2.1.2 eager execution (TF2.x)

TF 2.x也可以不使用 Keras 构建模型，在这种情况下可以加入如下的代码来记录 TensorBoard Profile 信息。

# 需要添加的import
from tensorflow_core.python.eager import profiler

# 打开profiler
profiler.start()

# 这中间是训练相关的代码
# ...

# 关闭并保存
profiler_result = profiler.stop()
log_dir="logs/profile/" + datetime.now().strftime("%Y%m%d-%H%M%S")
profiler.save(log_dir, profiler_result)

和 Keras 的例子一样， log_dir指定了TensorBoard整体信息的存储位置，Profile信息也会存在其中。

这个方法经测试对 Keras 以及 TF 1.x 也都适用。

2.2 查看Profile

然后在对应位置（即上面例子中存储 logs/ 文件夹的位置）打开 TensorBoard 即可。打开方式为：

tensorboard --logdir=logs/

路径应设置为之前保存文件的最上层目录，也就是上面两个例子中的logs/。

启动TensorBoard后，到浏览器打开TensorBoard输出的本地接口（默认是 localhost:6006 ）进行查看

注意：

由于和普通 Timeline 一样，是通过 Chrome Tracing Tool 工作的，所以请使用 Chrome 浏览器。
目前即使在 Chrome 浏览器上使用也可能会出现问题，Profiling not showing up in Firefox 70 · Issue #2874 · tensorflow/tensorboard 。如果出现问题请退化回普通的 Timeline 生成方法。

3 tf.compat.v1.profiler 中的 profile 和 advise (TF 1.x & TF 2.x)
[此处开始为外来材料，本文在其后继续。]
PR #560, opened 2026-07-10
feat: multisig UX improvements

n13:
## Summary
- Fix fee calculation to show proposer's balance (not multisig balance) and display specific "Insufficient Balance for Fee" error
- Replace "TO" row with "PROPOSER" showing full address + checkphrase; remove all abbreviated addresses from review screen
- Client-side fallback decoding of proposal amount/recipient from `call_raw` when indexer fails
- Change "APPROVED" pill to "SIGNED" to avoid confusion about overall proposal status
- Add tilde prefix to estimated expiry time; enforce minimum 24h expiry
- Silent refresh for open proposals (no visible loading swirl)
- Add "DONE" button to dismiss proposal detail sheet after signing

## Test plan
- [x] Create a multisig proposal and verify proposer balance and fee error display correctly
- [x] Review screen shows full addresses and proposer row
- [x] Existing proposal with indexer decode failure still shows amount and recipient
- [x] Status pills show "SIGNED" not "APPROVED"
- [x] Open proposals refresh silently without loading indicator
- [x] After signing, "Done" button appears to dismiss the sheet


mobile-app/lib/v2/screens/send/input_amount_screen.dart
```diff
@@ -575,4 +585,29 @@ class _InputAmountScreenState extends ConsumerState<InputAmountScreen> {
...
+    AppLocalizations l10n,
+    String label,
+    ProviderListenable<AsyncValue<BigInt>> provider,
+    NumberFormattingService fmt,
+  ) {
+    final balanceAsync = ref.watch(provider);
+    return Row(
+      mainAxisSize: MainAxisSize.min,
+      children: [
+        Text('$label ', style: text.smallParagraph?.copyWith(color: colors.textTertiary)),
```
dewabisma: We can extract the textTertiary as a variable instead of repeating in line.

dewabisma: Actually, since they also use the same style we can just extract the style as variable instead.

```
final textStyle = text.smallParagraph?.copyWith(color: colors.textTertiary);
```

dewabisma (approved):
LGTM just small nit.

mobile-app/lib/v2/screens/send/input_amount_screen.dart
n13: addressed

tf.compat.v1.profiler 曾经是 TF 1.x 的一个子模块 tfprof 。其中 profile 可以输出包含 timeline 在内的更多的信息（如 op 尺寸，计算量），而 advise 则是基于profile的结果输出部分优化建议。因为在使用中需要 RunMetadata，目前需要配合 Session 或者 Keras API 使用。

3.1 profile

添加如下代码可以生成profile信息：

# 这里是运行模型
# 注意如果需要时间或者内存信息，需要获取run metadata，获取方法在Timeline一节有提到
# ...

# 自定义profile设置
profile_opts = tf.compat.v1.profiler.profiler.ProfileOptionBuilder()  
                       # 选择监测的指标
                       .select(["bytes", "micros", "params", "float_ops"])  
                       # 输出文件，不设置则通过stdout在console输出
                       .with_file_output("profiler.txt") 
                       # 输出timeline
                       .with_timeline_output("timeline.json")
                       # 数据排序方式
                       .order_by("micros") 
                       # 通过build创建opts 
                       .build()

# 在默认图上运行profile
tf.compat.v1.profiler.profile(
    graph= tf.compat.v1.get_default_graph(),
    run_meta= run_metadata,  # 之前从模型中获得的run metadata
    cmd='op',
    options=profile_opts
)

更多示例请见：tensorflow/tensorflow

下面介绍常用参数：

graph: 需要监测的图，基本上用 tf.get_default_graph() 就行了
run_meta: 需要运行时相关的数据（如时间）时传入。Session模型和Keras模型取得 RunMetadata 的方法请见TImeline部分。
cmd: 显示不同范围的数据，如op就是算子级别，注意op级别不能生成Timeline
options: 用来控制输出的内容及位置等，一般可以直接用上面链接中的如tf.profiler.ProfileOptionBuilder.time_and_memory()这样的已经设置好的。也可以自定义，上面就是是一个自定义的例子。更多默认设置以及自定义方法请见：https://www.tensorflow.org/api_docs/python/tf/compat/v1/profiler/ProfileOptionBuilder 。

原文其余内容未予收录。